Retype every line of the data, keeping each word exactly.
◇ ◇ ◇ ◇
PR #1655, opened 2021-05-11
Add step size to disk monitor

lava:

Add a "step size" setting to the disk monitor to only trigger re-checking of the disk size after deleting N partitions. Useful for situations where computing the disk size is computationally expensive, e.g. on compressed filesystems.

### :memo: Checklist

### DIFF
--- a/libvast/src/system/application.cpp
+++ b/libvast/src/system/application.cpp
@@ -389,7 +389,9 @@ auto make_start_command() {
       .add<std::string>("disk-budget-check-binary",
                         "binary to run to determine current disk usage")
       .add<std::string>("disk-budget-high", "high-water mark for disk budget")
-      .add<std::string>("disk-budget-low", "low-water mark for disk budget"));
+      .add<std::string>("disk-budget-low", "low-water mark for disk budget")
+      .add<size_t>("disk-budget-step-size", "number of partitions to erase "
+                                            "before re-checking size"));
 }
 
 auto make_stop_command() {
--- a/libvast/vast/system/disk_monitor.hpp
+++ b/libvast/vast/system/disk_monitor.hpp
@@ -18,24 +18,32 @@
 
 namespace vast::system {
 
+struct disk_monitor_config {
+  /// When current disk space is above the high water mark, stuff
+  /// is deleted until we get below the low water mark.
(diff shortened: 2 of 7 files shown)


libvast/src/system/application.cpp
```diff
@@ -389,7 +389,9 @@ auto make_start_command() {
       .add<std::string>("disk-budget-check-binary",
                         "binary to run to determine current disk usage")
       .add<std::string>("disk-budget-high", "high-water mark for disk budget")
-      .add<std::string>("disk-budget-low", "low-water mark for disk budget"));
+      .add<std::string>("disk-budget-low", "low-water mark for disk budget")
+      .add<size_t>("disk-budget-step-size", "number of partitions to erase "
+                                            "before re-checking size"));
```
dominiklohmann, line 394: This is missing from the `vast.yaml.example` file.

libvast/vast/system/disk_monitor.hpp
```diff
@@ -55,6 +59,7 @@ struct disk_monitor_state {
 struct disk_monitor_config {
   size_t high_water_mark;
   size_t low_water_mark;
+  size_t step_size;
```
dominiklohmann, line 62: These should have default values, otherwise they may contain garbage if you forget to initialize them.

libvast/vast/system/disk_monitor.hpp
```diff
@@ -27,6 +27,10 @@ struct disk_monitor_state {
   size_t high_water_mark;
   size_t low_water_mark;
 
+  /// How many partitions to delete at once when reaching the high-water
+  /// mark.
+  size_t step_size;
```
dominiklohmann, line 32: Instead of duplicating the config, wouldn't it make more sense to just use the `disk_monitor_config` here?

dominiklohmann (approved):
I just have three small comments _and_ this needs a changelog entry. Other than that this is ready to ship.

I tested this locally with very small partition sizes and a custom check binary that counts partition files. It works very well.

libvast/vast/system/disk_monitor.hpp
lava: Yup, that's much better.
◇ ◇ ◇ ◇
**Solution for this exercise:**
PR #1655, opened 2021-05-11
Add step size to disk monitor

lava:

Add a "step size" setting to the disk monitor to only trigger re-checking of the disk size after deleting N partitions. Useful for situations where computing the disk size is computationally expensive, e.g. on compressed filesystems.

### :memo: Checklist

### DIFF
--- a/libvast/src/system/application.cpp
+++ b/libvast/src/system/application.cpp
@@ -389,7 +389,9 @@ auto make_start_command() {
       .add<std::string>("disk-budget-check-binary",
                         "binary to run to determine current disk usage")
       .add<std::string>("disk-budget-high", "high-water mark for disk budget")
-      .add<std::string>("disk-budget-low", "low-water mark for disk budget"));
+      .add<std::string>("disk-budget-low", "low-water mark for disk budget")
+      .add<size_t>("disk-budget-step-size", "number of partitions to erase "
+                                            "before re-checking size"));
 }
 
 auto make_stop_command() {
--- a/libvast/vast/system/disk_monitor.hpp
+++ b/libvast/vast/system/disk_monitor.hpp
@@ -18,24 +18,32 @@
 
 namespace vast::system {
 
+struct disk_monitor_config {
+  /// When current disk space is above the high water mark, stuff
+  /// is deleted until we get below the low water mark.
(diff shortened: 2 of 7 files shown)


libvast/src/system/application.cpp
```diff
@@ -389,7 +389,9 @@ auto make_start_command() {
       .add<std::string>("disk-budget-check-binary",
                         "binary to run to determine current disk usage")
       .add<std::string>("disk-budget-high", "high-water mark for disk budget")
-      .add<std::string>("disk-budget-low", "low-water mark for disk budget"));
+      .add<std::string>("disk-budget-low", "low-water mark for disk budget")
+      .add<size_t>("disk-budget-step-size", "number of partitions to erase "
+                                            "before re-checking size"));
```
dominiklohmann, line 394: This is missing from the `vast.yaml.example` file.

libvast/vast/system/disk_monitor.hpp
```diff
@@ -55,6 +59,7 @@ struct disk_monitor_state {
 struct disk_monitor_config {
   size_t high_water_mark;
   size_t low_water_mark;
+  size_t step_size;
```
dominiklohmann, line 62: These should have default values, otherwise they may contain garbage if you forget to initialize them.

libvast/vast/system/disk_monitor.hpp
```diff
@@ -27,6 +27,10 @@ struct disk_monitor_state {
   size_t high_water_mark;
   size_t low_water_mark;
 
+  /// How many partitions to delete at once when reaching the high-water
+  /// mark.
+  size_t step_size;
```
dominiklohmann, line 32: Instead of duplicating the config, wouldn't it make more sense to just use the `disk_monitor_config` here?

dominiklohmann (approved):
I just have three small comments _and_ this needs a changelog entry. Other than that this is ready to ship.

I tested this locally with very small partition sizes and a custom check binary that counts partition files. It works very well.

libvast/vast/system/disk_monitor.hpp
lava: Yup, that's much better.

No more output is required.